WHAT YOU WILL DO:
Whenever the string "TString" turns up in a line of the data below, copy that line.

BEGIN

PR #764, opened 2024-08-06
Make a few improvements to component version discovery

achulkov2:
Implements enhancements requested in #652:
* No more distinction between primary and secondary masters in favor of using the flat list of masters.
* Accounts for the possibility of incomplete results in master Get/List (and sets a large MaxSize).
* Uses native batch requests for fetching the contents of many orchids.
* Cleans up some compats.
* **Starts using MasterCache for version discovery**.

I decided to go with batch requests instead of direct RPC calls to orchids because this allows us to use master caches (now) and add some rate-limiting safeguards (later) by using a separate non-root user for discovery. Direct RPC calls much harder to rate-limit and do not have native caching, and I am more concerned about proxies (which there could be a lot of) making these kind of requests to *all* services. At least with masters we know our enemy in the face. Direct RPC calls are also harder to implement, since the current proxy bootstrap doesn't have any configured bus config, channel factory, etc.

### DIFF
--- a/yt/yt/server/http_proxy/component_discovery.cpp
+++ b/yt/yt/server/http_proxy/component_discovery.cpp
@@ -1,7 +1,13 @@
 #include "component_discovery.h"
 #include "coordinator.h"
 
+#include <yt/yt/ytlib/api/native/client.h>
+
+#include <yt/yt/ytlib/object_client/object_service_proxy.h>
+
 #include <yt/yt/client/api/client.h>
+
+#include <yt/yt/core/ytree/ypath_proxy.h>
 
 #include <util/string/split.h>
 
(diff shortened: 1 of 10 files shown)


yt/yt/server/http_proxy/component_discovery.cpp
```diff
@@ -149,15 +171,22 @@ std::vector<TClusterComponentInstance> TComponentDiscoverer::ListProxies(ECluste
...
     }
 
+    options.MaxSize = DefaultCypressMaxSize;
+
     auto nodeYson = WaitFor(Client_->GetNode(GetCypressDirectory(component), options))
         .ValueOrThrow();
-    auto addressToNode = ConvertTo<THashMap<TString, IMapNodePtr>>(nodeYson);
+    auto nodeMap = ConvertTo<IMapNodePtr>(nodeYson);
+
+    if (nodeMap->Attributes().Get("incomplete", false)) {
```
Kontakter, line 180: Let extract this check to separate method `ValueResultCompleteness` and avoid copypaste

PR #769, opened 2024-08-08
Support Decimal128/Decimal256 in Arrow parser

zlobober:


yt/yt/library/formats/arrow_parser.cpp
```diff
@@ -158,6 +163,31 @@ class TArraySimpleVisitor
         return ParseNull();
     }
 
+    // Decimal types. For now, YT natively supports only Decimal128 with scale up to 35.
```
savnadya, line 166: Making string serialization the default for decimals could lead to breaking changes in the future when a standard decimal256 type is introduced. To avoid potential compatibility issues, I recommend implementing string serialization only when a specific flag is enabled. We can achieve this by adding an attribute to the format (like `skip_null_values` in the yson format), and pass it only in `yt/yt/tools/import_table`.

How about naming it `allow_wide_decimal_as_string`?

savnadya (changes requested):

nadya002:
Shipped!

PR #771, opened 2024-08-08
Use multi-stage dockerfile for ya-build/ytsaurus ya package build

achulkov2:
Conditional base stages aren't very pretty, but it is not that bad and seems to work alright.


savnadya:
Shipped!

PR #774, opened 2024-08-12
[24.1] Use multi-stage dockerfile for ya-build/ytsaurus ya package build

achulkov2:
Conditional base stages aren't very pretty, but it is not that bad and seems to work alright.

---
c83a7ce69f3916663ac66ced840ad39e69f3cae0

Pull Request resolved: https://github.com/ytsaurus/ytsaurus/pull/771


savnadya:
Shipped!

PR #777, opened 2024-08-13
Add max_simultaneous_queries in YQL Agent

Krisha11:
Now we are limited to the total number of threads executing them (256) per yqla. If requests are received above this limit, the agents begin to suffer.
https://github.com/ytsaurus/ytsaurus/blob/main/yt/yql/agent/config.cpp#L333

To prevent this, we make a limit on the number of requests executed at the same time on each agent
Add a call to the yql agent to see if it is still ready to accept new queries. In query_tracker, the request does not start immediately, but may hang in the queue for some time until there are no free yqla.

In an ideal world, waiting situations should not happen. But in the case when yql agents are overloaded, it's better to stay in the queue a little bit than to go to a non-working machine


yt/yql/tests/test_simple.py
```diff
@@ -280,6 +281,58 @@ def test_pragma_refselect(self, query_tracker, yql_agent):
         """, [rows, [{"a": 42, "c": "test"}]])
 
 
+class TestAllYqlAgentsOverload(TestQueriesYqlBase):
+    YQL_AGENT_DYNAMIC_CONFIG = {"max_simultaneous_queries": 1}
```
Krock21, line 285: Just for clarity

```suggestion
    YQL_AGENT_DYNAMIC_CONFIG = {"max_simultaneous_queries": 1}
    NUM_YQL_AGENTS = 1
```

yt/yt/server/query_tracker/query_tracker.cpp
```diff
@@ -318,14 +318,9 @@ class TQueryTracker
...
             optionalRecord->State);
 
-        // If current query state is "pending", switch it to "running". Otherwise, keep the existing state of a query;
-        // in particular, it may be "failing" or "completing" if the previous incarnation succeeded in reaching pre-terminating state.
-        auto newState = optionalRecord->State == EQueryState::Pending ? EQueryState::Running : optionalRecord->State;
-
         auto rowBuffer = New<TRowBuffer>();
         TActiveQueryPartial newRecord{
             .Key = queryRecord.Key,
-            .State = newState,
```
Krock21, line 328: Why do we remove it? Shouldn't we keep the same state?

`.State = optionalRecord->State`

yt/yt/server/query_tracker/yql_engine.cpp
```diff
@@ -141,11 +138,84 @@ class TYqlQueryHandler
...
+            }
+
+            YT_LOG_DEBUG("Start YQL query (Stage: %v, Channel: %v)",
+                Stage_,
+                yqlServiceChannel->GetEndpointDescription());
+
+            QueryState_ = EYqlQueryState::Running;
+
+            AsyncQueryResult_ = startQueryReq->Invoke();
+            AsyncQueryResult_.Subscribe(BIND(&TYqlQueryHandler::OnYqlResponse, MakeWeak(this)).Via(GetCurrentInvoker()));
```
Krock21, line 208: So we don't actually limit amount of running YQL queries to `MaxSimultaneousQueries`

There could be a delay between `rsp->ready_to_get_queries()` and increasing `ActiveQueries_` in yqlAgent in `startQueryReq->Invoke()` (For example, if QT -> YQLAgents network stops for a moment). Then many queries will think that yqlAgent is ready and start themselves, overloading yqlAgents

To prevent it I suggest introducing `Throttled` error in `YqlResponse` and handling it in QueryTracker. Probably a new `EYqlQueryState::SentToYqlAgent` state will be needed for it(or making sync call to yqlAgents)

For a first version, however, current approach is fine

yt/yt/server/query_tracker/query_tracker.cpp
Krisha11: Here, we only update the specified fields, so "State" will remain the same if it is not specified.

yt/yt/server/query_tracker/yql_engine.cpp
Krisha11: Thank you for the suggestion to return Throttling errors from the YQL agent.

However, I'm not sure that it is necessary to introduce a new "SentToYqlAgent" state or make a sync call to implement this. New states requires changes in proxies and sdk - I would like to avoid this.

Instead of introducing a new state, we could simply use a combination of the "Running" and "Pending" states. When we attempt to run a query, we would move it to the "Running" state, and if there is a throttling failure, we would revert it to "Pending".

Krock21: >Instead of introducing a new state, we could simply use a combination of the "Running" and "Pending" states. When we attempt to run a query, we would move it to the "Running" state, and if there is a throttling failure, we would revert it to "Pending".

👍 . I see you introduced "Throttled" state too. Why?

Krisha11: I didn't introduce it. What do you mean?

yt/yql/agent/yql_agent.cpp
```diff
@@ -183,11 +212,18 @@ class TYqlAgent
...
     TFuture<std::pair<TRspStartQuery, std::vector<TSharedRef>>> StartQuery(TQueryId queryId, const TString& user, const TReqStartQuery& request) override
     {
+        if (ActiveQueriesGuard::Get() >= DynamicConfig_->MaxSimultaneousQueries) {
+            YT_LOG_INFO("Query was throttled (QueryId: %v, User: %v)", queryId, user);
+            THROW_ERROR_EXCEPTION(NYqlClient::EErrorCode::Throttled, "Query was throttled");
+        }
+
         YT_LOG_INFO("Starting query (QueryId: %v, User: %v)", queryId, user);
 
         return BIND(&TYqlAgent::DoStartQuery, MakeStrong(this), queryId, user, request)
```
Krock21, line 229: Next line is `.AsyncVia(ThreadPool_->GetInvoker())`

As long as `MaxSimultaneousQueries`(128) is lower than `YqlThreadCount`(256), the delay between checking `ActiveQueriesGuard::Get() >= DynamicConfig_->MaxSimultaneousQueries` and increasing `ActiveQueries` should be minimal (`ThreadPool_` queue should be empty)

In the opposite case this throttling will stop working as we will never reach values above `YqlThreadCount`. So we may want to add this check (`YqlThreadCount >= MaxSimultaneousQueries`) somewhere

But even with this small delay between checking ActiveQueries (line 222) and increasing it (line 287) we may see a situation with a long queue. This can be illustrated with this unlikely example:
1. 1000 queries is simultaneously dispatched to yql agent and start executing `StartQuery`
2. All of them execute line 222 and continue forward to line 229
3. 256 of them start executing in the `ThreadPool_`, the rest are in ThreadPool's queue
4. 256 queries increase ActiveQueries counter, finally preventing new queries to be added to `ThreadPool_`

This is usually resolved by using conditional increase, as shown in [this stackoverflow question](https://stackoverflow.com/questions/13778110/is-there-atomic-increment-with-the-check-preconditions-that-the-atomic-value-wa)

So I suggest using it to atomically check that `ActiveQueries < MaxSimultaneousQueries` and increase `ActiveQueries` if this is true:
1. We add a check that `YqlThreadCount` is strictly more than `MaxSimultaneousQueries`, to make sure that we have at least 1 free thread in `ThreadPool_`
2. In DoStartQuery in guard constructor we do:
```
IsTaken_ = true;
auto activeQueries = ActiveQueries_.load();
do
{
  if (activeQueries >= MaxSimultaneousQueries) {
    IsTaken_ = false;
    return;
  }
} while (!ActiveQueries_.compare_exchange_weak(activeQueries, activeQueries + 1));
```
3. In DoStartQuery after guard creation we do `if (!guard.IsTaken_) THROW_THROTTLED_ERROR`
4. In guard destructor we do nothing if `!IsTaken_`

This can still lead to queue in `ThreadPool_`. But it should be quickly emptied by at least 1 thread that will be taking requrests from there and throwing throttled exceptions.

One solution to avoid it is to conditionally increase ActiveQueries in `StartQuery` and decrease it after `DoStartQuery` finish. But it will add more complexity and will require passing a guard from `StartQuery` to `DoStartQuery`, so I suggest sticking to a solution described above as a balanced one

yt/yql/agent/bin/ytserver-yql-agent
```diff
@@ -0,0 +1 @@
+/home/mpereskokova/.ya/build/symres/79be5630d0861cb493abd77919bcb424/ytserver-yql-agent
```
Krock21, line 1: Remove the file (seems like a symlink)

yt/yql/tests/yt-yql-tests
```diff
@@ -0,0 +1 @@
+/home/mpereskokova/.ya/build/symres/1e37945c6e43193002c56a6203671fa5/yt-yql-tests
```
Krock21, line 1: Remove the file (seems like a symlink)

Krock21 (commented):
LGTM after removing symlinks

Krisha11:
Shipped!

PR #858, opened 2024-09-20
Fix building odin in opensource

achulkov2:
This PR makes various improvements around the open source odin build stack:
* Fixes `yt/python/packages/setup.py` to work correctly with python 3.12+.
* Fixes `yt/python/packages/setup.py` to declare its own dependencies.
* Strips ytsaurus client requirements from odin: they take a while to install and are unnecessary. We can add them singularly as need be.
* Implements odin build as part of the shared ytsaurus multi-stage dockerfile, which required some refactoring.
* Switches to yt python libraries from pip for the new odin dockerfile: incompatibilities here are rare, we can implement a source-based version later.

The main reason for this change is that the current Dockerfile in `yt/odin` doesn't actually work, especially after the clang 14 -> 16 change in the toolchain. We spent quite some time trying to get past through these problems and ended up building from an older version of the repository (with the older toolchain).

I feel like it is best to scrap the current dockerfile and move towards sharing more layers with the existing images. I do not think it is necessary to build python libraries from source for odin checks, so I did not implement it. But it is possible to improve the configuration so that this behaviour is configurable.

Big thanks to @thenno for helping with setup.py debug!


yt/docker/ytsaurus/Dockerfile
```diff
@@ -27,16 +55,18 @@ RUN apt-get update && DEBIAN_FRONTEND=noninteractive TZ=Etc/UTC apt-get install
...
   telnet \
   tini \
   unzip \
-  zstd
+  zstd \
+  google-perftools \
+  procps \
+  jq \
+  htop \
+  && rm -rf /var/lib/apt/lists/*
```
Kontakter, line 69: It seems that the proper way is to call command `apt-cache clean` 

Also I suppose to split visually separate commands:
```
RUN apt-get update && \
    DEBIAN_FRONTEND=noninteractive TZ=Etc/UTC apt-get install -y \
        curl \
        dnsutils \
    ....
        htop && \
    apt-cache clean
```

The exact syntax is discussable

yt/docker/ytsaurus/Dockerfile
```diff
@@ -228,3 +258,75 @@ FROM scratch AS ytsaurus-server-override
...
+ARG ODIN_CHECKS_DIR
+ARG ODIN_CHECKS_DATA_DIR
+
+ARG SOURCE_ROOT="${ODIN_ROOT}/ytsaurus"
+ARG ODIN_SOURCE_ROOT="${SOURCE_ROOT}/yt/odin"
+ARG BUILD_ROOT="${ODIN_ROOT}/build"
+ARG PYTHON_ROOT="${ODIN_ROOT}/python"
+
+RUN apt-get update \
+    && apt-get install -y --no-install-recommends \
```
Kontakter, line 275: Why `DEBIAN_FRONTEND=noninteractive` is omitted here?

yt/docker/ytsaurus/Dockerfile
```diff
@@ -228,3 +258,75 @@ FROM scratch AS ytsaurus-server-override
...
+    && mkdir ${PYTHON_ROOT} \
+    && cd ${SOURCE_ROOT} && pip install -e yt/python/packages \
+    && cd ${PYTHON_ROOT} \
+    && python ${ODIN_SOURCE_ROOT}/packages/prepare_python_modules.py --source-root "$SOURCE_ROOT" --output-path "$PYTHON_ROOT" \
+    && cp "${ODIN_SOURCE_ROOT}/packages/setup.py" ./ && python setup.py bdist_wheel --universal
+
+RUN . ${ODIN_VIRTUAL_ENV}/bin/activate \
+    && pip install -r ${ODIN_SOURCE_ROOT}/requirements.txt \
+    && pip install ytsaurus-client ytsaurus-yson ytsaurus-rpc-driver \
+  && pip install $PYTHON_ROOT/dist/*
```
Kontakter, line 299: Wrong indentation

yt/docker/ytsaurus/Dockerfile
```diff
@@ -228,3 +258,75 @@ FROM scratch AS ytsaurus-server-override
...
+
+RUN mkdir -p ${ODIN_CHECKS_DIR} \
+    && mkdir -p ${ODIN_CHECKS_DATA_DIR} \
+    && for CHECK in $(find ${ODIN_SOURCE_ROOT}/checks/bin -mindepth 1 -maxdepth 1 -type d -not -name "ya.make"); do \
```
Kontakter, line 303: Maybe use here `;` instead of `&&` ?

Kontakter: Why `-not -name "ya.make"` needed? It is not a directory already

yt/odin/requirements.txt
```diff
@@ -3,8 +3,6 @@ Flask==2.0.3
 Werkzeug==2.2.2
 cheroot==10.0.0
 
-# Required by some of the checks
+# Required by some of the checks.
 requests==2.31.0
 tabulate==0.9.0
-
--r ../yt/scripts/python_libraries_requirements.txt
```
Kontakter, line 10: Why is it removed?

achulkov2: Some time ago we were trying to build some working newer build of odin and these requirements had weird compatibility issues. It was not me building it, so I do not know the exact details.

In this new setup, these requirements do not seem to case any trouble (afair I built with them at some point), but frankly I do not see why we need all of them. They take quite a while to install, clog up the image, etc.

Let's put it this way: either a library is necessary for yt client to work properly, then it should be a dependency of the library itself, so that it is auto-installed by pip. If it is somehow optional, let's list such libraries actually needed for odin checks to work. Do we really need numpy, pandas and confluent-kafka for odin checks? 

@savnadya says that a lot of these libraries are required by YT tests, which IMO should be separate from odin

yt/docker/ytsaurus/Dockerfile
achulkov2: I think && is better, so we do not rely on the fact that the last statement should be erroneous in case any of the first mkdirs fail (otherwise docker would swallow the error).

As for `-not -name "ya.make"` I think it is not neccessary, removed it.

yt/docker/ytsaurus/Dockerfile
achulkov2: No good reason. I was copy and pasting from old Odin dockerfile. Added it to all apt-get install commands in this file.

yt/docker/ytsaurus/Dockerfile
achulkov2: Ok, I will try it.

achulkov2: I did some googling, and I can't find the `apt-cache clean` command, but there is `apt-get clean`. However, it [does not](https://askubuntu.com/questions/1370546/what-is-the-difference-between-these-package-cache-clearing-methods) clean apt/lists, but it cleans caches. So it seems best to do both.

Kontakter:
Sorry for the delay, I will return to this PR in the beginning of the next week

yt/docker/ytsaurus/Dockerfile
```diff
@@ -4,39 +4,75 @@
 ARG BASE_REPOSITORY="ghcr.io/ytsaurus/ytsaurus-nightly"
 ARG BASE_IMAGE="latest"
 
+# Args for odin.
+ARG PYTHON_RUNTIME_VERSION="3.12"
```
Kontakter, line 8: It looks inconsistent with python3.11 below

yt/docker/ytsaurus/Dockerfile
```diff
@@ -4,39 +4,75 @@
...
+
+##########################################################################################
+
+FROM mirror.gcr.io/ubuntu:focal AS ubuntu-base
+
+RUN apt-get update \
+    && DEBIAN_FRONTEND=noninteractive TZ=Etc/UTC apt-get install -y \
+      python3-pip \
+      python3.8  \
+      python3.8-distutils \
```
Kontakter, line 28: Why we install python3.8 here?

yt/docker/ytsaurus/Dockerfile
```diff
@@ -238,3 +274,75 @@ FROM scratch AS ytsaurus-server-override
 COPY --from=ytsaurus-server-override-bloated / /
 
 ##########################################################################################
+
+FROM python-base as odin-installer
```
Kontakter, line 278: What the idea to include odin docker to common ytsaurus Dockerfile?

yt/docker/ytsaurus/Dockerfile
achulkov2: I had some issues with python3.11, something was incompatible, I will try again and mention them here.

yt/docker/ytsaurus/Dockerfile
achulkov2: Isn't this our "default" system python that we have had for a while now?

yt/docker/ytsaurus/Dockerfile
achulkov2: Ok, I tried 3.11 and it seems to build fine now. Will try it on a real installation later, but for now let's use 3.11.

savnadya:
Shipped!

PR #859, opened 2024-09-20
Fallback to generic cpu for llvm codegen when running in weird environments

achulkov2:
This PR addresses some, but not all of the issues described in #4. When running ytsaurus-local in docker desktop, the process would fail with `LLVM ERROR: 64-bit code requested on a subtarget that doesn't support it!` whenever the first dynamic table was mounted. It is due to the fact that in such an environment the cpu derived by llvm is `athlon-xp`, which is actually 32-bit, while the request target triple is provided at compile time and is obviously x86_64. This is "fixed" by falling back on cpu = "generic" when the detected cpu is incompatible with the target triple.

There are still some remaining issues when running with orbstack, but the failures happen in random components and the traces are very different, so my current stance is that they are unrelated.

### DIFF
--- a/yt/yt/library/codegen/module.cpp
+++ b/yt/yt/library/codegen/module.cpp
@@ -30,6 +30,7 @@
 #include <llvm/Support/raw_ostream.h>
 #include <llvm/Support/SmallVectorMemoryBuffer.h>
 #include <llvm/CodeGen/Passes.h>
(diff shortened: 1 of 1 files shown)


AlexeyLukyanchikov (approved):

Kontakter (approved):
To run tests in internal CI

PR #862, opened 2024-09-24
Fix clang logical-op-parentheses warning

abogutskiy:


yt/yt/core/concurrency/periodic_executor_base.h
```diff
@@ -15,12 +15,12 @@ namespace NYT::NConcurrency::NDetail {
 //! and have a function to process given result.
 template <class T>
 concept CCallbackResultProcessor =
-    requires {
+    (requires {
```
E1pp, line 18: This ordering is wrong: we want to always make sure that given alias is present. And then we check that we either have `void` alias and no argument callable method or non-`void` alias and callable member method with an argument of the aliased type.

Before it wasn't an actual bug because the first constraint is always implied in every other constraint.

Please move parentheses so that `||` takes place first

E1pp (changes requested):

PR #865, opened 2024-09-27
Export odin check statuses in prometheus format

dmi-feo:


yt/odin/bin/yt_odin_webservice/__main__.py
```diff
@@ -151,6 +167,31 @@ def solomon_duration():
...
+    stop_timestamp = int(calendar.timegm(now.utctimetuple()))
+    db_records = extract_all_records(start_timestamp, stop_timestamp)
+
+    last_records_per_service = {}
+    for record in db_records:
+        if (
+                record.service not in last_records_per_service
+                or last_records_per_service[record.service].timestamp < record.timestamp
+        ):
+            last_records_per_service[record.service] = record
```
dmi-feo, line 184: I believe it's better to do this grouping on python backend side considering the small amount of data here.

yt/odin/bin/yt_odin_webservice/__main__.py
```diff
@@ -135,6 +137,20 @@ def create_solomon_timed_out_sensors(records):
     return sensors
 
 
+def get_prometheus_metric_line(
+        metric_name: str, metric_value: float, timestamp: Optional[int], labels: Optional[Dict[str, str]] = None
```
dim-an, line 141: `int | None`? `dict[str,str] | None` ?

yt/odin/bin/yt_odin_webservice/__main__.py
```diff
@@ -151,6 +167,31 @@ def solomon_duration():
     return jsonify({"sensors": duration_sensors + timed_out_sensors})
 
 
+@app.route("/prom")
```
dim-an, line 170: Is it default path for `prometheus` ? I wouldn't use abbreviation here.

yt/odin/bin/yt_odin_webservice/__main__.py
```diff
@@ -151,6 +167,31 @@ def solomon_duration():
...
+def prometheus():
+    now = datetime.datetime.now(datetime.timezone.utc)
+    period = datetime.timedelta(seconds=int(request.args.get("period", 60)))
+    start_timestamp = int(calendar.timegm((now - period).utctimetuple()))
+    stop_timestamp = int(calendar.timegm(now.utctimetuple()))
```
dim-an, line 175: Can't we use `datetime.timestamp()` here ?

yt/odin/bin/yt_odin_webservice/__main__.py
dmi-feo: Would be nice. What is the minimal python version that should be supported by odin?

yt/odin/bin/yt_odin_webservice/__main__.py
dmi-feo: Default path is `/metrics`, but it can be easily changed in scraper config. Let's use `/prometheus` then? I think it would be not bad to underline the fact this handler is for prometheus

yt/odin/bin/yt_odin_webservice/__main__.py
```diff
@@ -151,6 +166,31 @@ def solomon_duration():
     return jsonify({"sensors": duration_sensors + timed_out_sensors})
 
 
+@app.route("/prometheus")
+def prometheus():
+    now = datetime.datetime.now(datetime.timezone.utc)
+    period = datetime.timedelta(seconds=int(request.args.get("period", 90)))
```
achulkov2, line 172: If we are implementing this ourselves, can we put some link to docs in the comments? I actually do not know which HTTP request args prometheus handlers are supposed to support. For example, is there a parameter for "now"?

achulkov2 (changes requested):

yt/odin/bin/yt_odin_webservice/__main__.py
```diff
@@ -135,6 +136,20 @@ def create_solomon_timed_out_sensors(records):
     return sensors
 
 
+def get_prometheus_metric_line(
```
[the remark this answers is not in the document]
dmi-feo: Of course there is an official library: https://prometheus.github.io/client_python/getting-started/three-step-demo/

It is designed to collect and expose application metrics, our case (when you want to expose some metrics that have been already gathered not via the client and you don't want to use built-in magic flask integration) probably can be supported by the client, but if we want to keep it simple and understandable (taking into account how simple prometheus format is) I'd say it's better to implement the formatting function here.

yt/odin/bin/yt_odin_webservice/__main__.py
dmi-feo: It's not that hard to google these docs, but okay, mijn vriend, I'll do that!)
Prometheus doesn't use any params itself, but you can specify `metrics_path` and `params` in the scaper config, so it can look like:
```
metrics_path: "/prometheus"
    params:
      period: ["120"]
```

yt/odin/bin/yt_odin_webservice/__main__.py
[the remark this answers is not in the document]
zlobober: And taking into account we might need to get it under yamake/arcadia...
I agree with Dima that it is justified to do it manually as it takes less than 10 lines of code.
(and btw, similar private integration with Yandex-internal Juggler is also made in form of a manual HTTP request, and not a PEERDIR to their SDK library)

yt/odin/bin/yt_odin_webservice/__main__.py
achulkov2: Ok! While I am being picky, let's also add a comment about what `period` means logically, since it is basically an external configuration option. One should not have to read the code to understand what value should be provided for it.

yt/odin/bin/yt_odin_webservice/__main__.py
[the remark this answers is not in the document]
achulkov2: Ok.

yt/odin/bin/yt_odin_webservice/__main__.py
dim-an: I think they are not specified. Internally we use 3.12 and don't have tests for other versions.

I think we can use these type hints.

achulkov2 (approved):

dim-an:
Shipped!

END

EXERCISE SOLUTION:
-    auto addressToNode = ConvertTo<THashMap<TString, IMapNodePtr>>(nodeYson);
     TFuture<std::pair<TRspStartQuery, std::vector<TSharedRef>>> StartQuery(TQueryId queryId, const TString& user, const TReqStartQuery& request) override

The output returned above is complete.